Substituting Eqs. (10) and (13) into Eq. (11), we can present an analytical formula that predicts the absolute permeability in porous media with different porosity, heterogeneity and anisotropy:

$$k^{*}(m,H,A)=-0.062+0.372m+(0.814m-0.763)(H-0.04)$$

$${}+[0.05-0.352m+0.41(H-0.04)](A-1).$$

(14)

The resulting relationship Eq. (14) is a complex nonlinear function that depends on three variables at once. This equation was developed on the basis of stepwise approximations of numerical data.
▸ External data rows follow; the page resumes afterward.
PR #186, opened 2021-06-18
(#1954802) core: Hide "Deactivated successfully" message

jamacku:
Show message "Deactivated successfully" in debug mode (when manager is
user) rather than in info mode. This message has low information value
for regular users and it might be a bit overwhelming on a system with
a lot of devices.

(cherry picked from commit edf2ee22f54005d76b2fb8fdcc9c60974feb88bc)

Resolves: #1954802


dtardon (approved):
LGTM

PR #188, opened 2021-06-18
(#1968647) CVE-2019-3842 systemd: Spoofing of XDG_SEAT allows for actions to be checked against "allow_active" instead of "allow_any" [rhel-8.2.0.z]

jacekmigacz:
pam_systemd: simplify how we process env vars
pam-systemd: use secure_getenv() rather than getenv()

It is also applied for **XDG_VTNR**, **XDG_SESSION_TYPE**, **XDG_SESSION_CLASS** and **XDG_SESSION_DESKTOP** to make it consistent.

### DIFF
--- a/man/meson.build
+++ b/man/meson.build
@@ -68,7 +68,6 @@ foreach tuple : xsltproc.found() ? manpages : []
                 foreach htmlalias : htmlaliases
                         link = custom_target(
                                 htmlalias,
-                                input : p2,
                                 output : htmlalias,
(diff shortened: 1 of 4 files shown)


mrc0mmand:
The CentOS CI fail is expected, 8.2.0 is missing https://github.com/redhat-plumbers/systemd-rhel8/pull/107, not worth backporting.

dtardon (approved):
LGTM

PR #191, opened 2021-06-25
(#1970860) remove a left-over break

dtardon:
By the "same logic as above...", we want to continue to fallback here,
but the break prohibits that.

This is a follow-up for ee1aa61c4710ae567a2b844e0f0bb8cb0456ab8c .

(cherry picked from commit 99df1cb6f50875db513a5b45f18191460a150f3d)

Related: #1970860


mrc0mmand (approved):
Whoops, thanks for catching this, LGTM!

To be confident in the accuracy and reliability of the results obtained by the Eq. (14), the developed formula should be validated by performing numerical simulations on a huge number of porous structures with various combinations of porosity, disorder, and anisotropy.
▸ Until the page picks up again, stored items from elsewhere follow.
PR #194, opened 2021-07-05
(#1269726) extend inhibitor lock enforcement to root

jacekmigacz:
Some basic checks below:
```
# systemd-inhibit --what=shutdown --mode=block sleep infinity &
[1] 941
```
```
# systemctl --check-inhibitors=yes reboot
Operation inhibited by "sleep infinity" (PID 941 "systemd-inhibit", user root), reason is "Unknown reason".
User vagrant is logged in on sshd.
Please retry operation after closing inhibitors and logging out other users.
Alternatively, ignore inhibitors and users with 'systemctl reboot -i'.
```

With all these changes from `SD_BUS_METHOD` to `SD_BUS_METHOD_WITH_NAMES`; also `SD_BUS_SIGNAL` has become `SD_BUS_SIGNAL_WITH_NAMES`. It was not obligatory, but it is more consistent now.

### DIFF
--- a/src/login/logind-dbus.c
+++ b/src/login/logind-dbus.c
@@ -1698,14 +1698,14 @@ static int verify_shutdown_creds(
                 Manager *m,
                 sd_bus_message *message,
                 InhibitWhat w,
-                bool interactive,
                 const char *action,
                 const char *action_multiple_sessions,
                 const char *action_ignore_inhibit,
+                uint64_t flags,
                 sd_bus_error *error) {
 
         _cleanup_(sd_bus_creds_unrefp) sd_bus_creds *creds = NULL;
-        bool multiple_sessions, blocked;
+        bool multiple_sessions, blocked, interactive;
         uid_t uid;
         int r;
 
@@ -1728,6 +1728,7 @@ static int verify_shutdown_creds(
 
         multiple_sessions = r > 0;
         blocked = manager_is_inhibited(m, w, INHIBIT_BLOCK, NULL, false, true, uid, NULL);
+        interactive = flags & SD_LOGIND_INTERACTIVE;
 
         if (multiple_sessions && action_multiple_sessions) {
                 r = bus_verify_polkit_async(message, CAP_SYS_BOOT, action_multiple_sessions, NULL, interactive, UID_INVALID, &m->polkit_registry, error);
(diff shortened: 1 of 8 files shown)


mrc0mmand:
Don't mind the GCC job fails, there's something wrong with the API atm, and it's trying to checkout a different PR (which is already merged). I'll check if there's something I can do.

mrc0mmand:
@jacekmigacz could you, please, force-push this PR again? Just `git commit --am --no-ed && git push -f origin bz1269726-extend-inhibitor-lock-enforcement-to-root` should do the trick. For some reason GH actions have wrong metadata and keep trying to fetch the original PR (#193) instead of this one.

jamacku (commented):
I think this PR should be open against the ``master`` branch. We usually open PR against specific branches only when we are dealing with Z-stream updates.

mrc0mmand:
Yeah, I was just about to ask if we've already moved to the z-stream branches with the updates. The CI fails because the 8.5.0 branch lacks the necessary patches. I'll change the base of this PR to `master`, so @jacekmigacz doesn't have to open a new one.

src/login/logind-dbus.c
```diff
@@ -1765,20 +1773,32 @@ static int method_do_shutdown_or_sleep(
...
+                r = sd_bus_message_read(message, "b", &interactive);
+
         if (r < 0)
                 return r;
 
+        if (with_flags && (flags & ~SD_LOGIND_SHUTDOWN_AND_SLEEP_FLAGS_PUBLIC))
+                return sd_bus_error_setf(error, SD_BUS_ERROR_INVALID_ARGS,
+                                         "Invalid flags parameter");
+
+        SET_FLAG(flags, SD_LOGIND_INTERACTIVE, interactive);
```
dtardon: Hmm, this seems wrong to me. If `with_flags == true`, then `interactive == false` here, so the flag is being unconditionally reset... Or am I missing something?

dtardon: I guess it wouldn't hurt to backport https://github.com/systemd/systemd/pull/18436 as well--that fixes the problem, if there indeed is one...

dtardon (approved):
LGTM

For validation, 8 groups of samples were generated with the same porosity ranging from 0.45 to 0.71. For each porosity, about 200 pore structures were generated with various combinations of heterogeneity and anisotropy. Thus, about 1600 samples were tested.

The discrepancy between the numerical and analytical data is estimated using the error \(\Delta\) (in percents), which is calculated using following equation: \(\Delta=100(k_{num}^{*}-k_{analyt}^{*})/k_{analyt}^{*}\). In this formula, \(k_{analyt}^{*}\) are analytical data evaluated by Eq. (14), and \(k_{num}^{*}\) are numerical results. The results show that almost all error values are within 30%. For over than 77% of samples, \(\Delta\) is in the range [–15% \(\div\) 15%], which can be considered a satisfactory deviation. Errors modules above 30 percent were extremely rare. The Eq. (14) predicts slightly underestimated data when compared with numerical results. \(\Delta>0\) was obtained for 61% of the samples.

4 CONCLUSIONS

This paper presents a systematic study of the effect of heterogeneity, anisotropy and porosity on the transport properties of porous media. The main findings of this paper are formulated below.

1. 1.

   For isotropic structures, a significant effect of heterogeneity and porosity on the absolute permeability and tortuosity was obtained. An increase in disorder negatively affects transport properties. With an increase in porosity, the effect of disorder on the transport properties decreases.

2. 2.

   For anisotropic structures, a linear decrease in permeability was found during the transition between favorable (\(A<1\)) and unfavorable (\(A>1\)) anisotropy. The influence of anisotropy is most pronounced in samples with high porosity and monotonically reduces with decreasing porosity. Heterogeneity negatively affects the sensitivity of the flow properties to changes in anisotropy and can be considered independent on porosity.

3. 3.

   Based on the stepwise approximations of numerical results, an analytical equation was developed that predicts permeability depending on porosity, disorder and anisotropy. The derived relationship was successfully validated on a huge number of porous structures (about 1600 samples). It was found that the discrepancy between the analytical and numerical data for 77% of the tested samples is in the range [\(-15\%\div 15\%\)]. The maximum error is within 30%.